PR #619, opened 2021-12-15
[PBM-756] Support configurable compression level for backups

dalbani:
https://jira.percona.com/browse/PBM-756

### DIFF
--- a/cli/backup.go
+++ b/cli/backup.go
@@ -13,8 +13,9 @@ import (
 )
 
 type backupOpts struct {
-	name        string
-	compression string
+	name             string
+	compression      string
+	compressionLevel []int
 }
 
 type backupOut struct {
@@ -44,11 +45,17 @@ func runBackup(cn *pbm.PBM, b *backupOpts, outf outFormat) (fmt.Stringer, error)
 		return nil, errors.Wrap(err, "get remote-store")
 	}
 
+	var level *int
+	if len(b.compressionLevel) > 0 {
+		level = &b.compressionLevel[0]
+	}
+
 	err = cn.SendCmd(pbm.Cmd{
 		Cmd: pbm.CmdBackup,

========================

> PROBLEM:
If the string "compressionLevel" appears in a line of the entries, report the line.

> TASK RESULT:
+	compressionLevel []int
+	if len(b.compressionLevel) > 0 {
+		level = &b.compressionLevel[0]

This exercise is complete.